(Given information begins)
PR #89, opened 2016-08-17
Bridge-1438 Add mood survey to BridgeAppSDK

syoung-smallwisdom:
This survey has been added to RK/sage-master and there is an outstanding pull request https://github.com/ResearchKit/ResearchKit/pull/793 associated with it.

### DIFF
--- a/BridgeAppSDK/SBAActiveTask.swift
+++ b/BridgeAppSDK/SBAActiveTask.swift
@@ -43,16 +43,18 @@ public enum SBAActiveTaskType {
     case voice
     case walking
     case tremor
+    case moodSurvey
     
     init(name: String?) {
         guard let type = name else { self = .custom(nil); return }
         switch(type) {
-        case "tapping"  : self = .tapping
-        case "memory"   : self = .memory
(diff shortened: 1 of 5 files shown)


BridgeAppSDK/SBAActiveTask.swift
```diff
@@ -97,6 +99,16 @@ extension ORKTremorActiveTaskOption {
     }
 }
 
+extension ORKMoodSurveyFrequency {
```
Erin-Mounts, line 102: Does RK have to know something about the scheduling of the mood survey?

Erin-Mounts:
Question about the purpose of ORKMoodSurveyFrequency, otherwise looks good

BridgeAppSDK/SBAActiveTask.swift
syoung-smallwisdom, line 102: This enum is passed into RK to determine language for the questions. Either "today, I feel" or "this week, I feel".

Basically, I am imagining that there might be a case for only checking in once a week and wanted to support that.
(Given information ends)
If a line of the data contains the string "swift", count it; then give the total alone.

4